Well, with some caveats and limitations, and a decision to be taken. It ties software lifecycle to data lifecycle. It gives us two opinionated options to choose from, and I start liking their approach.

  • Desync deployment is more or less what we might be used to. You merge the code and eventually a cron job deploys the changes to production. This however introduces lags and will batch multiple changes together.
  • Sync deployment: SQLMesh takes control of the code merges, and it executes code merge when the changes are deployed to production. It's interesting and might solve several problems in real world scenarios. Instead of copying the data across the multiple environments, they have a single schema with all the data versions, and views pointing to the correct version of the model. This way, releasing a model to production can be as fast as changing a view.
⚠️
CORRECTION: Sync deployment DOES NOT DUPLICATE data. It uses what they call as virtual data environments (see their article).

Development

IDE

I've seen this part being a challenge in multiple groups of people. From data analysts more used to SQL interfaces to students with a bit of programming knowledge but more used to notebooks than IntellIJ and VSCode. So a good tool requires a good development environment.

In this case, besides supporting CLI and python SDK (for notebooks and automation), they provide a web IDE

File editor
Query execution

It also shows lineage and allows you to execute on dev and other environments. Overall, like DBT cloud but without paying 100€/developer and way better than VSCode + DBT plugin.

Tests

Finally we can specify unit tests and data quality tests (called audits).

It provides (unit) tests which are simply defined as input and output

test_example_full_model:
  model: sqlmesh_example.full_model
  inputs:
    sqlmesh_example.incremental_model:
      rows:
      - id: 1
        item_id: 1
        ds: '2020-01-01'
      - id: 2
        item_id: 1
        ds: '2020-01-02'
      - id: 3
        item_id: 2
        ds: '2020-01-03'
  outputs:
    query:
      rows:
      - item_id: 1
        num_orders: 2
      - item_id: 2
        num_orders: 1
From SQLMesh init example

And audits (data quality) which is actually a bunch of SQL files that work as macros.
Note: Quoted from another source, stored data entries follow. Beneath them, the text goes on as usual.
PR #4007, opened 2022-02-16
Convert GuStatsPlugin to Typescript

mxdvl:
## What does this change?

Convert GuStatsReportPlugin to Typescript.

## Why?

We’re converting the Webpack config to typescript in #3967.

### DIFF
--- a/dotcom-rendering/scripts/webpack/plugins/gu-stats-report-plugin.ts
+++ b/dotcom-rendering/scripts/webpack/plugins/gu-stats-report-plugin.ts
@@ -1,21 +1,41 @@
-const fetch = require('node-fetch');
-const os = require('os');
-const { exec } = require('child_process');
-const chalk = require('chalk');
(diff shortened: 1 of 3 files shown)


dotcom-rendering/scripts/webpack/plugins/gu-stats-report-plugin.ts
```diff
@@ -1,32 +1,50 @@
...
+	protected logger: Record<
+		'log' | 'warn' | 'error',
+		(...args: unknown[]) => void
+	> = console;
+
+	protected gitBranch: string = 'unknown';
+
+	protected gitHash: string = 'unknown';
+
+	constructor(config?: {
```
OllysCoding, line 28: Should config be an optional param? Feel like it should probably be required

mxdvl:
Made obsolete by #4017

You define them inside the audit folder and then in the model definition you link it.

The generic audits already implemented have a good coverage but it would be good if it can be implemented at the level of other packages like great expectations.

Use it now!

The best way to try this tool is that you can use your existing DBT project! With one command and probably a couple changes, you'll have enough time to explore and share it with your colleagues.

Recap

This was just an overview, but it's a promising tool with several quality of life features. It has a lot of the same features and development experience as DBT but with several extras like unit tests, environments, airflow support, change plans and CI/CD automation.

In my opinion is well worth it doing a PoC reusing your existing DBT project.